**Material for this exercise**

PR #1738, opened 2022-08-10
feat(unsubscribe): add unsub report download to campaign dashboard

stanleynguyen:
## Problem

Supersedes #1728 

- [Allow CSV download of unsubscribers](https://www.notion.so/opengov/allow-csv-download-of-unsubscribers-4f3349f8f3594faba8fc07659e6eacdf)
- [Unsub CSV download on campaign summary page](https://www.notion.so/opengov/allow-unsub-csv-report-download-on-campaign-summary-page-099c896eeb554076b58bbe0a73d418dd)

## Solution

- Add endpoint to retrieve unsubscribers of a campaign
- Add component on frontend to process and transform that into a csv file

## Deployment Checklist

N/A


backend/src/core/interfaces/campaign.interface.ts
```diff
@@ -123,4 +124,6 @@ export interface DuplicateCampaignDetails {
  *          updated_at:
  *            type: string
  *            format: date-time
+ *          error_code:
```
tan-zx, line 127: Couple things:
- `CampaignInterface` is dead code; created an issue here
- Noticed we're not including optional properties here; from [Swagger docs](https://swagger.io/docs/specification/data-models/data-types/#:~:text=By%20default%2C%20all%20object%20properties%20are%20optional.%20You%20can%20specify%20the%20required%20properties%20in%20the%20required%20list%3A): By default, all object properties are optional. You can specify the required properties in the required list:

Probably not much point to fixing, but just flagging up

tan-zx:
some frontend tests are failing

frontend/src/components/common/export-recipients/ExportRecipients.tsx
```diff
@@ -203,11 +201,9 @@ const ExportRecipients = ({
     <>
       {isButton ? (
         <div className={styles.actionButton}>
-          <InfoBlock className={styles.notice}>
```
tan-zx, line 206: is this design change intentional?

BEFORE:
image

AFTER:
image

tan-zx: Oh it is intentional nvm
image

frontend/src/components/common/progress-details/ProgressDetails.tsx
```diff
@@ -107,15 +109,34 @@ const ProgressDetails = ({
...
+    const list = await exportEmailUnsubscribers(id)
+
+    const headers = ['Recipient', 'Reason', 'Unsubscribed At']
+    const rows = list.map((r) => [r.recipient, r.reason, r.unsubscribedAt])
+    const content = [headers, ...rows].map(toCsvRow).join('\n')
+    const exportedAt = new Date()
+
+    download(
+      new Blob([content]),
+      `${name}_unsubscribers_${exportedAt.toLocaleDateString()}_${exportedAt.toLocaleTimeString()}.csv`,
```
tan-zx, line 132: maybe a bit extra, but might we want to convert the name to snake_case for consistency (think ppl won't usually name their campaigns that way)

e.g. of my file name `test unsub reason_unsubscribers_23_08_2022_19_17_55`

tan-zx: also prefer date format of YYYY_MM_DD etc. but that's just me

frontend/src/components/common/progress-details/ProgressDetails.tsx
```diff
@@ -161,11 +182,9 @@ const ProgressDetails = ({
           isButton
         />
       ) : (
-        <InfoBlock className={styles.notice}>
-          <Trans>
-            Delivery report has expired and is no longer available for download.
-          </Trans>
-        </InfoBlock>
+        <strong>
+          Delivery report has expired and is no longer available for download.\
```
tan-zx, line 186: typo here

image

also is the grayed out text by design (I actually think no need, since it's no longer a button)

frontend/src/components/common/progress-details/ProgressDetails.tsx
```diff
@@ -217,8 +236,47 @@ const ProgressDetails = ({
...
+                </td>
+              )}
+              <td className={'sm'}>{unsubscribed}</td>
+            </tr>
+          )}
         </tbody>
       </table>
+      <InfoBlock className={styles.notice}>
+        We recommend that you remove unsubscribers from your campaign to avoid
+        being marked as spam.{' '}
```
tan-zx, line 271: image

I would prefer stronger language here and maybe some bolding.

> You **should remove** unsubscribers from future campaigns to avoid having them marked as spam and impacting your agency's reputation.

tan-zx (commented):
Left some comments; mostly lgtm

tan-zx:
I also wonder whether this user experience could be improved. Since we are aligning the availability of the delivery reports and the unsubscribers list, for the user who _should be maintaining_ the cleanliness of their recipient list, it makes sense to include unsubscriber list in the rest of the delivery report. (Since unsubscribers are a subset of valid recipients; they should be removing invalid recipients too.)

That way, they would have a "single source of truth" with which to manage their recipient list. 

I'm OK with allowing them to download the unsubscriber list separately (since, compared to the other recipient status, this one might take a longer time to update). What I'm saying is the unsubscriber list should also be included in the delivery report. 🤔 

One possibility is users just just download the delivery report in order to show their bosses that the campaigns have been sent and are not aware of the unsubscribe feature at all; one way the delivery report could be designed is to add an "Unsubscribed" column, which would be NA for invalid recipients, and null for valid recipients and Yes for unsubscribed recipient.

I also wonder if the UI can be improved to shape intended user behavior. For example, currently there's the "refresh stats" button, but I'm not 100% sure how that works. Is the user expectation that the stats displayed on the frontend could be stale/outdated and they need to hit the refresh stats button to get the latest? Or is it normally already updated, but we give them a button to hit _in case_ it's not updated? 

Tagging @lisatjide and @khaleedah since this is more product/design-related.

frontend/src/components/common/progress-details/ProgressDetails.tsx
stanleynguyen: This is following the existing convention from our delivery report. It's been working so far (and has implied training effect on our users) so I don't think we need to stray from

frontend/src/components/common/progress-details/ProgressDetails.tsx
stanleynguyen: This is the design

tan-zx: haha I know can we change the design @khaleedah

frontend/src/components/common/progress-details/ProgressDetails.tsx
tan-zx: ohh ok makes sense

frontend/src/components/common/progress-details/ProgressDetails.tsx
khaleedah: Ok –  I understand the need for the phrasing to be stronger but I don't think it needs to sound unnecessarily authoritative and aggressive - could be more turn off to the agencies. 

Could we rephrase it as the one below (action word upfront, added more context to the consequences so that they would be intrinsically motivated)  

Screenshot 2022-08-31 at 11 14 37 AM

> **Remove unsubscribers from your recipient list**, to avoid future campaigns being marked as spam and affecting the reputation of your agency. Learn more

tan-zx: sounds good!

khaleedah:
> I also wonder whether this user experience could be improved. Since we are aligning the availability of the delivery reports and the unsubscribers list, for the user who _should be maintaining_ the cleanliness of their recipient list, it makes sense to include unsubscriber list in the rest of the delivery report. (Since unsubscribers are a subset of valid recipients; they should be removing invalid recipients too.)
> 
> That way, they would have a "single source of truth" with which to manage their recipient list.
> 
> I'm OK with allowing them to download the unsubscriber list separately (since, compared to the other recipient status, this one might take a longer time to update). What I'm saying is the unsubscriber list should also be included in the delivery report. 🤔
> 
> One possibility is users just just download the delivery report in order to show their bosses that the campaigns have been sent and are not aware of the unsubscribe feature at all; one way the delivery report could be designed is to add an "Unsubscribed" column, which would be NA for invalid recipients, and null for valid recipients and Yes for unsubscribed recipient.
> 
> I also wonder if the UI can be improved to shape intended user behavior. For example, currently there's the "refresh stats" button, but I'm not 100% sure how that works. Is the user expectation that the stats displayed on the frontend could be stale/outdated and they need to hit the refresh stats button to get the latest? Or is it normally already updated, but we give them a button to hit _in case_ it's not updated?
> 
> Tagging @lisatjide and @khaleedah since this is more product/design-related.



No issues with the actual including unsub list in the delivery report, in fact yeap I agree we should include it in. I think the bigger issue is that users could be unsubbing past the delivery report date which expires, but if we already have the email push then that somewhat helps.

We can revisit the refresh stats button in a separate discussion, my suspicion on why we had the button is that user click that after they hit 'retry' but also they can just refresh the browser..?

stanleynguyen:
Eh forgot to check @khaleedah , these above designs are only applicable for email campaigns, so for the others should we:
- hide the unsub statistics
- hide the unsub warning

khaleedah:
> Eh forgot to check @khaleedah , these above designs are only applicable for email campaigns, so for the others should we:
> 
> * hide the unsub statistics
> * hide the unsub warning

@stanleynguyen yes, hide for SMS / Tele, thank you!

Issue #1589, opened 2022-06-13
add interface to config schema


tan-zx:
for typescript

PR #1739, opened 2022-08-10
chore: add ConfigSchema interfaces to backend and worker 

tan-zx:
Closes https://github.com/opengovsg/postmangovsg/issues/1589

This helps to ensure that the config file is properly typed (don't know how necessary, but I've seen this in other "recent" products like sync and PHAS and annoyed me slightly that Postman did not have this).


stanleynguyen (approved):

backend/src/core/config.ts
```diff
@@ -15,6 +15,137 @@ const rdsCa = fs.readFileSync(path.join(__dirname, '../assets/db-ca.pem'))
...
+    secretManagerSalt: string
+  }
+  database: {
+    databaseUri: string
+    databaseReadReplicaUri: string
+    dialectOptions: {
+      ssl: {
+        require: boolean
+        rejectUnauthorized: {
+          valueOf: any
```
tan-zx, line 35: is this a problem? I just copied from the type inference but I hate `any` @stanleynguyen

stanleynguyen: Oh iinw `rejectUnauthorized` should just be a boolean flag (which we defaulted to `true`)

tan-zx: I tried that but somehow TypeScript doesn't agree hmm

nvm just merge first

PR #1774, opened 2022-09-21
feat: user-managed lists

stanleynguyen:
## Problem

Users might want to reuse the same csv for campaigns of different purposes but has no way of doing it directly on Postman right now.

## Solution

Implement managed CSVs 

## Deployment Checklist

- [ ] Migrate our database


prestonlimlianjie:
Closing this PR and reopening a new one so I can tag @stanleynguyen for review

PR #1775, opened 2022-09-21
feat: add UI with link to form for managed list

prestonlimlianjie:
This PR introduces a UI section to gather interest in our experimental managed list feature. The dropdown is currently disabled intentionally.

Screenshot 2022-09-21 at 7 14 10 PM

### DIFF
--- a/frontend/src/components/dashboard/create/email/EmailRecipients.tsx
+++ b/frontend/src/components/dashboard/create/email/EmailRecipients.tsx
@@ -29,6 +29,7 @@ import {
   WarningBlock,
 } from 'components/common'
 import useIsMounted from 'components/custom-hooks/use-is-mounted'
+import { ManagedListSection } from 'components/experimental'
 import { LINKS } from 'config'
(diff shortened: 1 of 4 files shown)


tan-zx:
LGTM 

Some comments/thoughts:
1. We're not committed to this particular design right? The goal is really to get agencies to express interest?
2. With the previous point in mind, I thought the currently UI doesn't make clear that the pre-existing "Upload recipient list in CSV format" and the new "Choose recipient list" are really in a "either-or" relationship? Have proposed a couple of alternative designs below

## Design 1: pre-face with "Options"
image

# Design 2: add link to form under CSV 
image

The NEW can be in a similar style as the DEMO below, which would certainly help in getting user's attention
image

tan-zx (approved):

prestonlimlianjie:
Thanks @tan-zx - these are great suggestions. Let's get this PR out first and monitor the number of form submissions; if the submission rate is 0/low, then let's bring these ideas to PM/design and run it by them

PR #1776, opened 2022-09-22
feat: whitelist for.sg as allowedImageSources

tan-zx:
## Problem

- `for.sg` file links are not showing up in preview

## Solution

- whitelist `file.for.sg` links 

Tested, works on staging


prestonlimlianjie (approved):
lgtm

PR #1777, opened 2022-09-26
feat(frontend): allow rich text in email protected content

stanleynguyen:
## Problem

Password-protected emails' protected content can only contain plain text atm

## Solution

Allow rich text 

## Deployment Checklist

- NA


prestonlimlianjie (approved):
took a quick glance, lgtm

Issue #759, opened 2020-10-01
[Custom Domain] Verification of custom from address across regions 


jeantanzj:
In #728 , Keewei pointed out that the workers and backend might use ses credentials in different regions. So we need to check that the custom from address is verified on both.

This problem can be resolved once we release #711 as workers and backend will share secrets.

lamkeewei:
If I remembered correctly, we previously set different SES credentials for OTPs (backend) and workers to ensure that users can still login even in the case our sending SES creds get blocked by high bounces. So just a note that this redundancy will be removed once we share SES creds on workers and backend.

jeantanzj:
Not going to remove the redudancy.  It's just that since they share secrets, backend can access worker's secrets and validate the custom from address using  workers' secrets

lamkeewei:
Re-opening this. After #910 is merged, we need to implement the DKIM checks for both AWS regions used in backend and worker's SES credentials. 

Currently, the checks are only for the regions used in backend's SES credentials.

tan-zx:
Picking up this issue:
- Right now the worker and backend call two different SES regions to send out emails but the env variables are set up such that each has access to the env variables for both regions
- Currently, only the backend verifies the custom domain with its own AWS SES region. This is not great because (1) the actual sending is done by the worker, which uses a different region; (2) while, currently, as a matter of practice, we add every custom domain to both regions, there is a small chance where we might screw up and add it to one and not the other.

As such, the solution is for the backend to validate across both regions.
- Currently, when workers send out emails, they do not verify the custom address with AWS SES. this is fine as long as the backend as already done the validation at an earlier step, which will surface any such error earlier
- We might switch between the two regions if our bounce rates get too high

To-Dos:
- [ ] Change config schema to make clear env variables for worker vs backend
- [ ] Use backend to validate email with both set of AWS regions
- [ ] Check to see if a similar verification process exists for API emails

PR #1778, opened 2022-09-26
feat: validate from address on both worker and backend SES regions

tan-zx:
## Problem

Closes https://github.com/opengovsg/postmangovsg/issues/759

See [here](https://github.com/opengovsg/postmangovsg/issues/759#issuecomment-1257414111) for context

### DIFF
--- a/backend/src/email/services/custom-domain.service.ts
+++ b/backend/src/email/services/custom-domain.service.ts
@@ -153,17 +153,10 @@ const storeFromAddress = async (
  * 3. Checks the domain's dns to ensure that the cnames are there
  */
 const verifyFromAddress = async (email: string): Promise<void> => {
-  const dkimTokensBackend = await verifyEmailWithAWS(
-    email,
-    backendSes,
-    backendSesRegion
-  )
-  const dkimTokensWorker = await verifyEmailWithAWS(
-    email,
-    workerSes,
-    workerSesRegion
-  )
-
+  const [dkimTokensBackend, dkimTokensWorker] = await Promise.all([
+    verifyEmailWithAWS(email, backendSes, backendSesRegion),
+    verifyEmailWithAWS(email, workerSes, workerSesRegion),
+  ])
   await verifyCnames([...dkimTokensBackend, ...dkimTokensWorker], email)
 }
 
--- a/backend/src/email/services/custom-domain.service.ts
+++ b/backend/src/email/services/custom-domain.service.ts
@@ -27,13 +27,15 @@ const verifyCnames = async (
   // get email domain
   const domain = email.slice(email.lastIndexOf('@') + 1)
   try {
-    for (const token of tokens) {
-      const cname = `${token}._domainkey.${domain}`
-      const [result] = await dns.promises.resolve(cname, 'CNAME')
-      if (result !== `${token}.dkim.amazonses.com`) {
-        throw new Error(`Dkim record doesn't match for ${email}`)
-      }
-    }
+    await Promise.all(
+      tokens.map(async (token) => {
+        const cname = `${token}._domainkey.${domain}`
+        const [result] = await dns.promises.resolve(cname, 'CNAME')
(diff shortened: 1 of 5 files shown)


tan-zx:
@stanleynguyen have made a related change to do the same checks for API emails (not sure if there is any reason against including these hmm might slow down speed of API calls? maybe don't need to check for every single call? wdyt hmm)

stanleynguyen:
> @stanleynguyen have made a related change to do the same checks for API emails (not sure if there is any reason against including these hmm might slow down speed of API calls? maybe don't need to check for every single call? wdyt hmm)

It's quite unnecessary to do that on every call because they will get an error immediately on every call anyway, please remove it. We should formulate the verification as a separate endpoint for the API users to check if they wanna

tan-zx:
> It's quite unnecessary to do that on every call because they will get an error immediately on every call anyway, please remove it. We should formulate the verification as a separate endpoint for the API users to check if they wanna

OK have removed. In the case where they get the error on each call, will the error message be informative though? 🤔

backend/src/email/services/custom-domain.service.ts
```diff
@@ -50,7 +52,11 @@ const verifyCnames = async (
  * @returns DKIM tokens generated for the email address
  * @throws Error if the domain's dns do not have the cname records
  */
-const verifyEmailWithAWS = async (email: string): Promise<Array<string>> => {
+const verifyEmailWithAWS = async (
+  email: string,
+  ses: AWS.SES,
```
stanleynguyen, line 57: Is this unused?

stanleynguyen: Oh moved from global to local

backend/src/email/services/custom-domain.service.ts
```diff
@@ -143,9 +153,18 @@ const storeFromAddress = async (
...
+  const dkimTokensBackend = await verifyEmailWithAWS(
+    email,
+    backendSes,
+    backendSesRegion
+  )
+  const dkimTokensWorker = await verifyEmailWithAWS(
+    email,
+    workerSes,
+    workerSesRegion
+  )
```
stanleynguyen, line 165: Rewrite this to 
```ts
await Promise.all([
  verifyEmailWithBackend,
  verifyEmailWithWorker,
])
```
to make more efficient use of the event loop cycle

tan-zx: Ohh good catch. Done.

stanleynguyen:
> > It's quite unnecessary to do that on every call because they will get an error immediately on every call anyway, please remove it. We should formulate the verification as a separate endpoint for the API users to check if they wanna
> 
> OK have removed. In the case where they get the error on each call, will the error message be informative though? 🤔

They will get an internal server error, but we have logs of what happened so should be fine. I don't think this will be a problem cos ppl will read our guide first before integrating

backend/src/email/services/custom-domain.service.ts
```diff
@@ -143,9 +153,11 @@ const storeFromAddress = async (
...
  */
 const verifyFromAddress = async (email: string): Promise<void> => {
-  const dkimTokens = await verifyEmailWithAWS(email)
-
-  await verifyCnames(dkimTokens, email)
+  const [dkimTokensBackend, dkimTokensWorker] = await Promise.all([
+    verifyEmailWithAWS(email, backendSes, backendSesRegion),
+    verifyEmailWithAWS(email, workerSes, workerSesRegion),
+  ])
+  await verifyCnames([...dkimTokensBackend, ...dkimTokensWorker], email)
```
stanleynguyen, line 160: We can refactor the `verifyCnames` function to use `Promise.all` as well. Do u wanna do it in this PR?

tan-zx: good catch, done (not 100% sure, but think it's right)

stanleynguyen (approved):

PR #1789, opened 2022-09-30
refactor: email messages data model

tan-zx:
Inspired by working on https://github.com/opengovsg/postmangovsg/pull/1768

Changes
- Tighten email messages data model (per https://github.com/opengovsg/postmangovsg/issues/1696) by making columns nullable rather than undefinable
- Set `strictPropertyInitialization` to false and removed unnecessary `!`


stanleynguyen:
> Unsure whether the following needs to be changed in the same manner:
> 
> ```ts
>   @BelongsTo(() => Unsubscriber)
>   unsubscriber?: Unsubscriber
> ```

No, as this is not a column

backend/src/core/models/user/user.ts
```diff
@@ -35,6 +35,8 @@ export class User extends Model<User> {
   })
   email!: string
 
+  // to be accurate, this should be api_key_ash
+  // should I rename this for clarity?
```
stanleynguyen, line 39: up to ya but u'll need a migration for this

tan-zx: OK think I can do it in a separate PR (with similar refactoring to get rid of all the `!` and stuff)

tan-zx:
PENDING: to test on staging first (will remove this comment when done)

stanleynguyen (approved):

Issue #1769, opened 2022-09-16
text on Swagger docs seem to be wrong?


tan-zx:
Hi @gweiying not 100% sure about this, but it seems to be that the text for authorisation on the Swagger docs seems to be wrong?
- the bearer auth is where the user should paste the user's API key
- the cookie auth is where the user should paste their cookie's value, i.e. not API key?

![SCR-20220916-tvg](https://user-images.githubusercontent.com/67887489/190677231-8f4d1698-dfcb-4674-80e2-bffda71ac6b5.png)

PR #1790, opened 2022-09-30
fix: session-based cookie auth is not supported on swagger docs

tan-zx:
## Problem

Closes https://github.com/opengovsg/postmangovsg/issues/1769

Currently, the "try it out" is misleading. 

When we do authentication via cookies, we do so by checking if the request is coming from an authenticated session , rather than looking at the cookie attached in the request. 

As such, have removed it.

Furthermore, have improved the documentation to make clear the format of the bearer token.


stanleynguyen:
This definition [is correct](https://swagger.io/docs/specification/authentication/cookie-authentication/) though, please dont remove it. Maybe add a description for this security schema to clarify instead

stanleynguyen (changes requested):
This definition [is correct](https://swagger.io/docs/specification/authentication/cookie-authentication/) though, please dont remove it. Maybe add a description for this security schema to clarify instead

backend/src/core/routes/index.ts
```diff
@@ -170,7 +170,9 @@ export const InitV1Route = (app: Application): Router => {
    *     bearerAuth:
    *       type: http
    *       scheme: bearer
+   *       bearerFormat: username_versionNumber_apiKey
    *     cookieAuth:
+   *       description: while this description (is correct)[https://swagger.io/docs/specification/authentication/cookie-authentication/], do note that cookie authentication is currently not supported for "try it out" requests due to browser security restrictions.
```
stanleynguyen, line 175: It is supported though, we're just using the wrong cookie name. Should be `postmangovsg-v2`
Screenshot 2022-10-02 at 12 17 55 PM

stanleynguyen: It was working when I "tried it out"

tan-zx: Ohh I copied that line from the page you linked and it didn't work when I tried. 

When I checked the cookie name from my browser, it didn't have the v2, but let me try again when I have the time!

tan-zx: where did you get the `COOKIE_NAME` in the screenshot from? mine is here:

image

and I tried it here (which didn't work):

image

tan-zx: oh I found it on production, that one has the `v2`

tan-zx: hmm but trying out production using that cookie still gives me a Internal Server Error 
image

tan-zx: from the website [you linked](https://swagger.io/docs/specification/authentication/cookie-authentication/) 
image

stanleynguyen: I guess we can remove it then. We're narrowing this swagger doc to just API later on anw so

tan-zx: by remove, you mean remove the `cookieAuth` right? will do

tan-zx: done

stanleynguyen (approved):

PR #1809, opened 2022-10-05
fix(backend): fix nonnullable from name error in txn email saving

stanleynguyen:
## Problem

https://sentry.io/organizations/open-government-products-re/issues/3643069534/?project=5272357&referrer=slack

**What the task asks**
Where the string "copied" occurs in a line of the listing, copy the line.

**Response**
tan-zx, line 35: is this a problem? I just copied from the type inference but I hate `any` @stanleynguyen
tan-zx: Ohh I copied that line from the page you linked and it didn't work when I tried. 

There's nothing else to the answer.